School of Computer, Nanjing University of Posts and Telecommunications, Nanjing, Jiangsu 210023, China.
School of Telecommunications and Information Engineering, Nanjing University of Posts and Telecommunications, Nanjing, Jiangsu 210023, China.
Comput Intell Neurosci. 2022 Jul 14;2022:6106853. doi: 10.1155/2022/6106853. eCollection 2022.
UAV (unmanned aerial vehicle) captured images have small pedestrian targets and loss of key information after multiple down sampling, which are difficult to overcome by existing methods. We propose an improved YOLOv4 model for pedestrian detection and counting in UAV images, named YOLO-CC. We used the lightweight YOLOv4 for pedestrian detection, which replaces the backbone with CSPDarknet-34, and two feature layers are fused by FPN (Feature Pyramid Networks). We expanded the perception field using multiscale convolution based on the high-level feature map and generated the population density map by feature dimension reduction. By embedding the density map generation method into the network for end-to-end training, our model can effectively improve the accuracy of detection and counting and make feature extraction more focused on small targets. Our experiments demonstrate that YOLO-CC achieves 21.76 points AP higher than that of the original YOLOv4 on the VisDrone2021-counting data set while running faster than the original YOLOv4.

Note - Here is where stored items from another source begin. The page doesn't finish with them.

PR #7150, opened 2018-04-25
[1LP][RFR] Activating test_guest_os_reset for RHV

jan-zmeskal:
Also wrapping `wait_for_last_boot_timestamp_refresh` with `soft_assert`. If that is not the case, the test case can succeed even though last boot time was not updated.

Regarding PRT outcome: As you can see, tests for VMWare failed. That might be an actual bug. I've filled this [bug](https://bugzilla.redhat.com/show_bug.cgi?id=1571830) for RHV but maybe it's actually the same one.

{{pytest: cfme/tests/infrastructure/test_vm_power_control.py::test_guest_os_reset --long-running}}

### DIFF
--- a/cfme/tests/infrastructure/test_vm_power_control.py
+++ b/cfme/tests/infrastructure/test_vm_power_control.py
@@ -131,8 +131,17 @@ def wait_for_last_boot_timestamp_refresh(vm, boot_time, timeout=300):
     try:
         wait_for(_wait_for_timestamp_refresh, num_sec=timeout, delay=30,
                  fail_func=view.toolbar.reload.click)
+        return True
     except TimedOutError:
         return False
+
+
+def ensure_state_changed_on_unchanged(vm, state_changed_on):
+    """Returns True if current value of State Changed On in the Power Management
+    is the same as the supplied (original) value."""
+    view = navigate_to(vm, "Details")
+    new_state_changed_on = view.entities.summary("Power Management").get_text_of("State Changed On")
+    return state_changed_on == new_state_changed_on
 
 
 def wait_for_vm_tools(vm, timeout=300):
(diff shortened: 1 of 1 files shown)


cfme/tests/infrastructure/test_vm_power_control.py
```diff
@@ -425,7 +425,9 @@ def test_vm_power_options_from_off(provider, soft_assert, testing_vm, ensure_vm_
     check_power_options(provider, soft_assert, testing_vm, testing_vm.STATE_OFF)
 
 
-@pytest.mark.uncollectif(lambda provider: not provider.one_of(VMwareProvider))
+@pytest.mark.uncollectif(lambda provider: not provider.one_of((VMwareProvider, RHEVMProvider)))
+@pytest.mark.meta(blockers=[BZ(1571830, forced_streams=['5.8', '5.9'],
```
bsquizz: Just wondering if it'd be easier to read this if this was taken care of in 1 lambda:

```python
@pytest.mark.uncollectif(
     lambda provider: (provider.one_of(RHEVMProvider) and BZ(1571830, forced_streams=['5.8', '5.9']).blocks)
         or not provider.one_of((RHEVMProvider, VMwareProvider))
)
```

rlbabyuk: Better to have separate BZ blocker, as we split the reasons why we skip the test

cfme/tests/infrastructure/test_vm_power_control.py
```diff
@@ -425,7 +425,9 @@ def test_vm_power_options_from_off(provider, soft_assert, testing_vm, ensure_vm_
     check_power_options(provider, soft_assert, testing_vm, testing_vm.STATE_OFF)
 
 
-@pytest.mark.uncollectif(lambda provider: not provider.one_of(VMwareProvider))
+@pytest.mark.uncollectif(lambda provider: not provider.one_of((VMwareProvider, RHEVMProvider)))
```
quarckster: **REQUIRED**
```python
@pytest.mark.provider([VMwareProvider, RHEVMProvider])
```

jan-zmeskal:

无人机(UAV)拍摄的图像中行人目标较小,经过多次下采样后关键信息丢失,现有方法难以克服。我们提出了一种用于无人机图像中行人检测和计数的改进型 YOLOv4 模型,命名为 YOLO-CC。我们使用轻量级的 YOLOv4 进行行人检测,用 CSPDarknet-34 替换了骨干网,并通过 FPN(特征金字塔网络)融合了两个特征层。我们通过基于高层特征图的多尺度卷积来扩展感知域,并通过特征降维生成人口密度图。通过将密度图生成方法嵌入网络进行端到端训练,我们的模型可以有效地提高检测和计数的准确性,并使特征提取更专注于小目标。我们的实验表明,在 VisDrone2021 计数数据集上,YOLO-CC 比原始 YOLOv4 高出 21.76 个点的 AP,同时比原始 YOLOv4 运行速度更快。